# Dogtra 2000NC



## barngeatbayman (Jan 18, 2004)

What is anyones experience with the dogtra 2000 collars. Do you like dislike? What features do you like about it and how would you compare it to other collars owned. Placing an order for one this week is it a good move?

keep swinging


----------



## potshot (Mar 16, 2004)

i have a dogtra 1200 and love it. I would think a 2000 would even be better. I like it better and not as much as my TT Pro 500xls --just depends on what i am using it for.

It's hotter than my TT.

transmitter is waterproof and small--better for hunting.

only one button for cont and one for nick. 

hard (not impossible) to be as consistent on levels of intensity.


----------



## Blklab (Aug 1, 2003)

I have the dogtra 2000 and really like it. But like everyone says it's hot so dial it down. Everyone I train with has switched to dogtra and so far so good.


----------



## Dave Tackes (Mar 3, 2004)

I am using a Dogtra 2000NC two dog model, and really I like it. 
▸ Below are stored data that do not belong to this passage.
PR #3434, opened 2021-09-25
[stable-2] Replace devel with stable-2.12 in CI

felixfontein:
##### SUMMARY
Replace devel with stable-2.12 in CI for the stable-2 branch. Only stable-3 and devel will keep testing devel for now.

(This is similar to what we did for stable-1 after stable-2.11 was formed, there devel was replaced by stable-2.11.)

##### ISSUE TYPE
- Test Pull Request

##### COMPONENT NAME
CI


felixfontein:
The remaining CI errors are unrelated to this change.

PR #3462, opened 2021-09-28
Enable ansibullbot notifications in issues and PRs

dmsimard:
##### SUMMARY

The more recent version of Ansibullbot defaults notifications to false.
We need to set it to true so it can notify contributors and maintainers.

##### ISSUE TYPE
- Bugfix Pull Request

##### COMPONENT NAME

botmeta

### DIFF
--- a/.github/BOTMETA.yml
+++ b/.github/BOTMETA.yml
@@ -1,3 +1,4 @@
+notifications: true
 automerge: true
 files:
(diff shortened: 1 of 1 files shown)


felixfontein (approved):

felixfontein:
@dmsimard thanks for tracking this down!

Issue #1791, opened 2021-02-11
Problem with zypper_repository when using .repos


JensHeinrich:
**Summary**

When using the `zypper_repository` module with a repo like ``http://download.opensuse.org/repositories/server:/monitoring/SLE_15_SP1/server:monitoring.repo`` will fail after the second run.

I have no idea, how this might be fixed other than the option to provide a `name` attribute to the task an prefer it when the repo is an URL

**Issue Type**

Bug Report

**Component Name**

zypper_repository

**Ansible Version**

```paste below
ansible 2.10.4
...
  python version = 3.7.9 (default, Jan  5 2021, 01:21:20) [Clang 8.0.1 (tags/RELEASE_801/final 366581)]

```

**Configuration**

```paste below

```

**OS / Environment**

_No response_

**Steps To Reproduce**

```paste below
---
- hosts: all
  become: true
  tasks:

    - community.general.zypper_repository:
        name: server_monitoring
        state: absent

    - community.general.zypper_repository:
        repo: "http://download.opensuse.org/repositories/server:/monitoring/SLE_15_SP1/server:monitoring.repo"
        state: present
 
    - community.general.zypper_repository:
        repo: "http://download.opensuse.org/repositories/server:/monitoring/SLE_15_SP1/server:monitoring.repo"
        state: present

```

**Expected Results**

Expected result for first task is undefined
Second should add the repo
Third should register as ok

**Actual Results**

```paste below
FAILED! => {"changed": false, "msg": "Zypper failed with rc 4", "rc": 4, "repodata": {"alias": null, "autorefresh": "1", "enabled": "1", "gpgcheck": "1", "name": null, "priority": null, "url": "http://download.opensuse.org/repositories/server:/monitoring/SLE_15_SP1/server:monitoring.repo"}, "state": "present", "stderr": "Ein Repository namens 'server_monitoring' ist bereits vorhanden. Verwenden Sie einen anderen Alias.\n", "stderr_lines": ["Ein Repository namens 'server_monitoring' ist bereits vorhanden. Verwenden Sie einen anderen Alias."], "stdout": "", "stdout_lines": []}

```

ansibullbot:
Files identified in the description:
* [`plugins/modules/packaging/os/zypper_repository.py`](https://github.com/ansible-collections/community.general/blob/master/plugins/modules/packaging/os/zypper_repository.py)

If these files are inaccurate, please update the `component name` section of the description or use the `!component` bot command.

[...]

Issue #3466, opened 2021-09-28
[zypper_repository] `state: absent` does not work properly


gotmax23:
### Summary

When passing `state: absent` to the `community.general_zypper_repository` module, Ansible reports a change but does not actually remove the `.repo` file in `/etc/zypp/repos.d`. This results in a task that does not behave as it should and a non-idempotent playbook.

### Issue Type

Bug Report

### Component Name

zypper_repository

### Ansible-core Version

```console (paste below)
$ ansible --version
 ansible [core 2.11.5] 
  config file = None
  configured module search path = ['/home/runner/.ansible/plugins/modules', '/usr/share/ansible/plugins/modules']
  ansible python module location = /opt/hostedtoolcache/Python/3.9.7/x64/lib/python3.9/site-packages/ansible
  ansible collection location = /home/runner/.ansible/collections:/usr/share/ansible/collections
  executable location = /opt/hostedtoolcache/Python/3.9.7/x64/bin/ansible
  python version = 3.9.7 (default, Sep  6 2021, 15:30:15) [GCC 9.3.0]
  jinja version = 3.0.1
  libyaml = True
```

### Community.general Version

```console (paste below)
$ ansible-galaxy collection list community.general
# /home/runner/.ansible/collections/ansible_collections
Collection        Version
----------------- -------
community.general 3.7.0  
```

### Configuration

```console (paste below)
$ ansible-config dump --only-changed
 ANSIBLE_FORCE_COLOR(env: ANSIBLE_FORCE_COLOR) = True
```

### OS / Environment

Control Node: Github Actions Runner using Molecule
Targets: OpenSUSE Leap 15.2, OpenSUSE 15.3, and OpenSUSE Tumbleweed running in Podman containers.

Notably, this issue occurs on OpenSUSE Leap but not Tumbleweed. Also, Molecule bundles its own `ansible.cfg` file which more changes besides `ANSIBLE_FORCE_COLOR` that's show above; Here is a copy of that file:

``` ini
# Molecule managed

[defaults]
ansible_managed = Ansible managed: Do NOT edit this file manually!
display_failed_stderr = True
forks = 50
retry_files_enabled = False
host_key_checking = False
nocows = 1
interpreter_python = auto_silent
stdout_callback = yaml
[ssh_connection]
scp_if_ssh = True
control_path = %(directory)s/%%h-%%p-%%r
```

### Steps to Reproduce

[...]

PR #3474, opened 2021-09-29
[WIP] zypper_repository: Improve .repo file idempotency

wombelix:
##### SUMMARY

When an URL to a **.repo** file is provided in option `repo=` and 'state=present' only the first run will be successful, future runs fail due to missing checks prior starting `zypper`. 
Usage of `state=absent` in combination with a **.repo** file is not working either.

To ensure such a repository can be identified it's necessary to know at least the `name` and `baseurl`.
The change introduce new functionality to download and parse the **.repo** file as well as perform the necessary mapping so the existing logic to add, update or remove a repository can be re-used without further changes.

Fixes: #1791 

##### ISSUE TYPE

- Bugfix Pull Request

##### COMPONENT NAME

zypper_repository

##### ADDITIONAL INFORMATION

Details and Example copied from https://github.com/ansible-collections/community.general/issues/1791

###### Steps To Reproduce
```
---
- hosts: all
  become: true
  tasks:

    - community.general.zypper_repository:
        name: server_monitoring
        state: absent

    - community.general.zypper_repository:
        repo: "http://download.opensuse.org/repositories/server:/monitoring/SLE_15_SP1/server:monitoring.repo"
        state: present
 
    - community.general.zypper_repository:
        repo: "http://download.opensuse.org/repositories/server:/monitoring/SLE_15_SP1/server:monitoring.repo"
        state: present
```

###### Expected Results
```
Expected result for first task is undefined
Second should add the repo
Third should register as ok
```

###### Actual Results
```
FAILED! => {"changed": false, "msg": "Zypper failed with rc 4", "rc": 4, "repodata": {"alias": null, "autorefresh": "1", "enabled": "1", "gpgcheck": "1", "name": null, "priority": null, "url": "http://download.opensuse.org/repositories/server:/monitoring/SLE_15_SP1/server:monitoring.repo"}, "state": "present", "stderr": "Ein Repository namens 'server_monitoring' ist bereits vorhanden. Verwenden Sie einen anderen Alias.\n", "stderr_lines": ["Ein Repository namens 'server_monitoring' ist bereits vorhanden. Verwenden Sie einen anderen Alias."], "stdout": "", "stdout_lines": []}
```


gotmax23:
Does this PR also fix the issue I brought up in #3466?

wombelix:
> Does this PR also fix the issue I brought up in #3466?

I added two Integration Tests which verify that the local .repo file was removed from `/etc/zypp/repos.d/` after zypper was triggered in case of `state=absent`, both seem to be fine and working as expected. Unfortunately i wasn't able to reproduce the issue reported in #3466

plugins/modules/packaging/os/zypper_repository.py
```diff
@@ -382,12 +385,54 @@ def exit_unchanged():
         if not alias and state == "present":
             module.fail_json(msg='Name required when adding non-repo files.')
 
+    # Download and parse .repo file to ensure idempotency
+    if repo and repo.endswith('.repo'):
+        response, info = fetch_url(module=module, url=repo, force=True)
+        if response and info['status'] == 200:
+            repofile = configparser.ConfigParser()
```
felixfontein, line 392: As mentioned yesterday on IRC, I think the code would be cleaner if you do the fail in the primary `if` branch. Then you don't have to indent all the code which is inside it right now (same for the other two `if`s where `else` basically only calls `module.fail_json`):
```suggestion
        if not response or info['status'] != 200:
            module.fail_json(msg='Error downloading .repo file from provided URL')
        repofile = configparser.ConfigParser()
```

felixfontein (commented):
Thanks for your contribution!

plugins/modules/packaging/os/zypper_repository.py
wombelix: Thank you very much, indeed, way better without the else statements and with reduced indentation, changes pushed.

plugins/modules/packaging/os/zypper_repository.py
```diff
@@ -382,12 +385,54 @@ def exit_unchanged():
         if not alias and state == "present":
             module.fail_json(msg='Name required when adding non-repo files.')
 
+    # Download and parse .repo file to ensure idempotency
+    if repo and repo.endswith('.repo'):
```
felixfontein, line 389: Is it possible that `repo` is a local file instead?

felixfontein: If yes, add something like:
```suggestion
    if repo and repo.endswith('.repo') and repo.startswith(('http://', 'https://')):
```

wombelix: good catch! yes that's possible, should a local repo file be supported as well? Not sure about the use case and likely it is that someone would upload a .repo file to the system and then import it via zypper instead just placing the file in `/etc/zypp/repos.d/`?

felixfontein: I'm not using zypper, but generally there are always people who do strange things, and then complain loudly if you break their workflow ;-)

wombelix: > I'm not using zypper, but generally there are always people who do strange things, and then complain loudly if you break their workflow ;-)

yeah and it looks like it was working with a local file before, will implement it

gotmax23:
This PR also fixes the issue in #3466! Please see https://github.com/gotmax23/ansible-role-packman/commit/b07f96098915003b6325d96163ba7f152fdff2ff and the associated Github Actions run.

@wombelix said:

> > Does this PR also fix the issue I brought up in #3466?
> 
> I added two Integration Tests which verify that the local .repo file was removed from `/etc/zypp/repos.d/` after zypper was triggered in case of `state=absent`, both seem to be fine and working as expected. Unfortunately i wasn't able to reproduce the issue reported 

Did you try to reproduce this issue using your modified version of `community.general` or the latest release version? If it was the former, you couldn't reproduce the issue because you fixed the problem already.

wombelix:
> This PR also fixes the issue in #3466! Please see [gotmax23/ansible-role-packman@b07f960](https://github.com/gotmax23/ansible-role-packman/commit/b07f96098915003b6325d96163ba7f152fdff2ff) and the associated Github Actions run.
> 

Thanks for testing, glad that I probably could solve two issues with this PR :)

> 
> Did you try to reproduce this issue using your modified version of `community.general` or the latest release version? If it was the former, you couldn't reproduce the issue because you fixed the problem already.

To be honest, I was quite sure I tried it with the main branch from two days ago, but yeah might be that it was already my branch in an early stage. Most important is that it now seem to be solved and that I could help a little to improve the module.

changelogs/fragments/3474-zypper_repository_improve_repo_file_idempotency.yml
```diff
@@ -0,0 +1,6 @@
+bugfixes:
+  - zypper_repository - when an URL to a .repo file was provided in option 
+    ``repo=`` and ``state=present`` only the first run was successful, 
+    future runs failed due to missing checks prior starting zypper.
+    Usage of ``state=absent`` in combination with a .repo file was not 
+    working either (https://github.com/ansible-collections/community.general/issues/1791).
```
felixfontein, line 6:
```suggestion
    working either (https://github.com/ansible-collections/community.general/issues/1791,
    https://github.com/ansible-collections/community.general/issues/3466).
```

felixfontein:
You need to either rebase with current `main`, or add another commit to get rid of the current CI failures. (Or simply keep them until either a new commit comes up, or I merge anyway :) .)

felixfontein (approved):
Looks good to me. I'll merge by the end of next week if nobody has more comments until then.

Had the 1200NCP before, and liked it, but I like the size of the 2000 transmitter better. If you are wearing gloves the 2000 transmitter is easier to handle.


----------



## Jay Dufour (Jan 19, 2003)

*Love it*

No downtime in a year.....I put the short antenna on,and it still has pleanty of range.Fits right into your pocket,without anything sticking out.Light years better than TT.


----------



## AChandler (Jun 11, 2004)

I have purchased the 1200 NC and love it. Works great and is holding up fine. It couldn't be any aesier to use.


----------